§ Data for the task:
PR #4318, opened 2016-07-08
UX: group pages should not show Messages tab to unauthorised users

techAPJ:
Meta topic: https://meta.discourse.org/t/group-pages-should-not-show-messages-tab-to-unauthorised-users/46946?u=techapj

Can you please review this PR @eviltrout?

### DIFF
--- a/app/assets/javascripts/discourse/controllers/group.js.es6
+++ b/app/assets/javascripts/discourse/controllers/group.js.es6
@@ -16,6 +16,13 @@ var Tab = Em.Object.extend({
 export default Ember.Controller.extend({
   counts: null,
   showing: 'members',
+  tabs: [
+    Tab.create({ name: 'members', active: true, 'location': 'group.index' }),
+    Tab.create({ name: 'posts' }),
+    Tab.create({ name: 'topics' }),
+    Tab.create({ name: 'mentions' }),
+    Tab.create({ name: 'messages', requiresMembership: true })
+  ],
 
   @observes('counts')
   countsChanged() {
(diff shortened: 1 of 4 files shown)


app/assets/javascripts/discourse/controllers/group.js.es6
```diff
@@ -34,11 +41,13 @@ export default Ember.Controller.extend({
...
-    Tab.create({ name: 'members', active: true, 'location': 'group.index' }),
-    Tab.create({ name: 'posts' }),
-    Tab.create({ name: 'topics' }),
-    Tab.create({ name: 'mentions' }),
-    Tab.create({ name: 'messages' }),
-  ]
+  @computed('model.is_member')
+  getTabs(isMember) {
+    if (isMember) {
+      if (this.get('tabs').length === 4) this.get('tabs').push(Tab.create({ name: 'messages' }));
```
eviltrout: I don't think checking the length of the tabs array and mutating it here is the safest approach. If we change the tabs these numbers would need to be updated and I think it would be easy for a developer to miss it.

Instead why not something like this:

```javascript
return this.get('tabs').filter(t => isMember || t.get('name') !== 'members');
```

Or even better, add `requiresMembership: true` to the `Tab.create` for members, then:

```javascript
return this.get('tabs').filter(t => isMember || !t.get('requiresMembership'));
```

That way we don't have to hard code the name.

techAPJ: ❤️ ❤️ ❤️ ❤️

eviltrout: Looks good to me now!

techAPJ: Thanks, merging in now. :)

PR #4319, opened 2016-07-10
FIX: backup was failing on large instances

techAPJ:
Backup was failing on an instance with ~10GB SQL dump. This PR fixes that issue. Weird fix, but works for me.™

@ZogStriP: Please review?


ZogStriP:
That is weird, so it means that it's better to first archive bigger files and then smaller files?

techAPJ:
Yes, that seems to be the case on my local dev machine.

PR #4322, opened 2016-07-12
Update server.ru.yml

BadAllOff:
Misleading translation, corrected.


erlend-sh:
Thanks for the fix! But I'm gonna have to ask you to submit it via Transifex:

https://www.transifex.com/discourse/discourse-org/translate/#ru/serverenyml/13698461?q=minimum

We update our translations in bulk from Transifex, so all translations must be submitted there.

PR #4325, opened 2016-07-13
FEATURE: Admins should be able to create polls even when plugin is di…

tgxworld:
…sabled.


eviltrout:
I'm not sure I agree with this. In terms of plugins "disabled" should mean "not available on this instance of Discourse." and not "available to some types of users." 

Instead it should be enabled but with a new setting like "Only staff can create polls"

PR #4328, opened 2016-07-14
FIX: poll builder should ignore empty lines

dachary:
Although pollOptionsCount skips empty lines, pollOutput inserts empty
lines. Skip them instead.

Signed-off-by: Loic Dachary <loic@dachary.org>


tgxworld:
This is awesome! Thanks!

PR #4331, opened 2016-07-14
FEATURE: pagination for webhooks

fantasticfears:


app/controllers/admin/web_hooks_controller.rb
```diff
@@ -2,9 +2,16 @@ class Admin::WebHooksController < Admin::AdminController
   before_filter :fetch_web_hook, only: %i(show update destroy)
 
   def index
-    # TODO: Pagination
+    limit = (params[:limit] || 50).to_i
```
tgxworld: params[:limit].to_i || 50

app/controllers/admin/web_hooks_controller.rb
```diff
@@ -2,9 +2,16 @@ class Admin::WebHooksController < Admin::AdminController
...
+    offset = params[:offset].to_i + params[:limit].to_i
```
tgxworld: `limit` instead of `params[:limit]` ?

app/controllers/admin/web_hooks_controller.rb
```diff
@@ -2,9 +2,16 @@ class Admin::WebHooksController < Admin::AdminController
...
+
+    total = WebHook.count
```
tgxworld: Don't think we need to assign this to a variable

app/controllers/admin/web_hooks_controller.rb
```diff
@@ -2,9 +2,16 @@ class Admin::WebHooksController < Admin::AdminController
...
+    web_hooks = WebHook.limit(limit).offset(offset)
```
tgxworld: Same as https://github.com/discourse/discourse/pull/4331/files#r71067435

fantasticfears:
I fixed some magic trick and eager-loads related associations. It should be a bit less bizarre :)

app/controllers/admin/web_hooks_controller.rb
```diff
@@ -2,9 +2,18 @@ class Admin::WebHooksController < Admin::AdminController
   before_filter :fetch_web_hook, only: %i(show update destroy)
 
   def index
-    # TODO: Pagination
+    limit = params[:limit].to_i
+    limit = 50 if limit <= 0 || limit > 200
```
tgxworld: hmmm why isn't the limitfixed?

fantasticfears: Shall I make it an constant at 50? I can only imagine an API client would try a different number of `limit` so I set an upper bound here

tgxworld: Yea just make it `50`

tgxworld:
👍 Thanks

PR #4365, opened 2016-08-03
Don't halt notification emails for those on daily mailing list mode

gdpelican:
As discussed here: https://meta.discourse.org/t/daily-updates-option-for-mailing-list-mode/45029


eviltrout:
Thanks, looks good!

§ Task item: Gather each line from the entries above that includes the word "requiresMembership".

§ Answer section:
+    Tab.create({ name: 'messages', requiresMembership: true })
Or even better, add `requiresMembership: true` to the `Tab.create` for members, then:
return this.get('tabs').filter(t => isMember || !t.get('requiresMembership'));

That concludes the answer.